Em “A Interpretação dos Sonhos”, o velho filósofo Burdach assevera que o sonho nada mais faz do que entrar em sintonia com nosso estado de espírito, ao representar a realidade em símbolos. De tal sorte, afirmar-se-á que Riobaldo, aficionado por Reinaldo, se arvora a sonhá-lo com a assinatura de Maria Deodorina, o que, de fato, o era em sua certidão de batismo. Neste sentido, a “sonhice” do jagunço Riobaldo o remetera às predições adotadas por filósofos da Antiguidade clássica, em relação à adivinhação, conforme exemplifica Freud. Em regresso ao “Grande Sertão”, os obstáculos impostos pela ruidosa inventividade — desconfia-se que, qual Manoel de Barros, a lavra rosiana fosse produzida em alambique de coloquialidade e erudição —, podem impulsionar o Leitor a excitar-se, intelectualmente, diante desta Odisseia country das Minas Geraes.
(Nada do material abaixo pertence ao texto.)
PR #1181, opened 2026-03-04
feat(feed): Stories UI overhaul — flat interleaved feed, market card redesign, chronological Latest

SYMBaiEX:
## Summary

Visual and UX overhaul of the Stories feed and New Market cards.

### Stories tab — flat jumbled feed
- Delete NarrativeStoryCard — all story header chrome (BookOpen icon, market title, arc-state badges, post count, expand/collapse) removed
- NarrativeStoryList rewritten with round-robin interleaving — 1 post per story per pass, so posts from different markets are jumbled rather than grouped in blocks
- New Market entries appear at their scored position in the flat list
- Posts render at default density as plain feed cards

### NewMarketCard redesign
- Remove "New Market" pill badge
- YES / NO probability bars (50/50 default — new markets open at parity)
- Resolution countdown + "Trade YES" / "Trade NO" split buttons + "View market →"

### Latest tab — chronological market card injection
- New MixedFeedList merges FeedPost[] + NewMarketEntry[] sorted newest-first by timestamp
- Markets appear at correct chronological position (not batched at top)
- All PostList behaviors preserved (infinite scroll, invite banner, etc.)

### Scope restriction
- useNewMarkets only enabled for Latest tab (was also Hot)
- Hot, Following, Trades tabs: no market cards at all

## Test Plan
- Stories: posts from different markets interleaved (not grouped under headers)
- Stories: no BookOpen, no market titles, no arc-state badges
- Latest: new market cards at correct chronological position
- Hot/Following: no market cards
- NewMarketCard: YES/NO bars, countdown, Trade YES/NO buttons


slkzgm (dismissed):
## Review summary\n\nThis PR delivers the described UX changes:\n- **Stories**: flat interleaved feed (no story header chrome) + new-market cards in the scored stream.\n- **Latest**: posts + new markets merged chronologically (no longer pinned/batched).\n- **Other tabs**: no market cards.\n\n### What I checked\n- Algorithms are extracted into pure utilities and are covered by unit tests.\n- Client rendering paths are memoized () where it matters.\n- API routes return  + live share counts to support deep links and probability bars.\n\n### Non-blocking concerns / follow-ups\n- **DB perf**: joining  via  will not use a normal index. Given caching this is probably OK short-term, but we should migrate to a real FK (or add a functional index) as a follow-up.\n- **Type boundaries**: consider moving  into  to avoid importing types from a route module.\n\n### Small fixes applied\nI pushed a small follow-up commit to this PR branch: \n- Fix unit test relative import so it runs from repo root.\n- Avoid  inside the  loop.\n- Lazily initialize the invite banner interval to avoid redundant localStorage reads during render.\n- Update  doc comment to match current behavior.\n\n### Local verification\n- bun test v1.3.8-canary.1 (b64edcb4)\n\n✅ Approving — looks good to merge once CI is green.

slkzgm (approved):
## Review summary

This PR delivers the described UX changes:
- **Stories**: flat interleaved feed (no story header chrome) + new-market cards in the scored stream.
- **Latest**: posts + new markets merged chronologically (no longer pinned/batched).
- **Other tabs**: no market cards.

### What I checked
- Algorithms are extracted into pure utilities and are covered by unit tests.
- Client rendering paths are memoized (`useMemo`) where it matters.
- API routes return `marketId` + live share counts to support deep links and probability bars.

### Non-blocking concerns / follow-ups
- **DB perf**: joining `markets` via `lower(trim(question)) = lower(trim(text))` will not use a normal index. Given caching this is probably OK short-term, but we should migrate to a real FK (or add a functional index) as a follow-up.
- **Type boundaries**: consider moving `NewMarketEntry` into `@babylon/shared` to avoid importing types from a route module.

### Small fixes applied
I pushed a small follow-up commit to this PR branch: `2370e98fe`
- Fix unit test relative import so it runs from repo root.
- Avoid `indexOf()` inside the `flattenStories` loop.
- Lazily initialize the invite banner interval to avoid redundant localStorage reads during render.
- Update `useNewMarkets` doc comment to match current behavior.

### Local verification
- `bun test packages/testing/unit/narrative-feed-algorithms.test.ts`

✅ Approving — looks good to merge once CI is green.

Diante das complexas construções sintáticas, conquanto este Leitor seja recebido a ferro e fogo, o impacto da organização das ideias alicerçado pelo esplendor de sua prosa encantatória faz de Guimarães Rosa um legítimo gênio da arte literária. Se esta justificativa ainda não for suficiente para enfrentar a leitura para alívio do mal-estar da sociedade, recomenda-se entranhar na prosódia forjada pelo binômio, que abrange o pacto com o Demo; e a paixão proibida por Reinaldo/Diadorim. Enfim, pode-se adiantar que remédio melhor não há para se espantar quebranto, ansiedade ou mau pressentimento, que há, apenas, a constatação de que, aos treze anos, ela já se travestia de Reinaldo (Menino); e, no momento em que, após peleja, a punhal, contra o demoníaco Hermógenes, se revela o segredo de sexualidade de Maria Deodorina da Fé Bettancourt Marins. Isto porque, na exegese de seu devaneio, o jagunço-narrador Riobaldo-Tatarana, freudianamente, jamais suporia que “os sonhos não decorrem de manifestações sobrenaturais, visto que seguem as leis do espírito humano, ainda que este, é verdade, tenha afinidades com o divino”.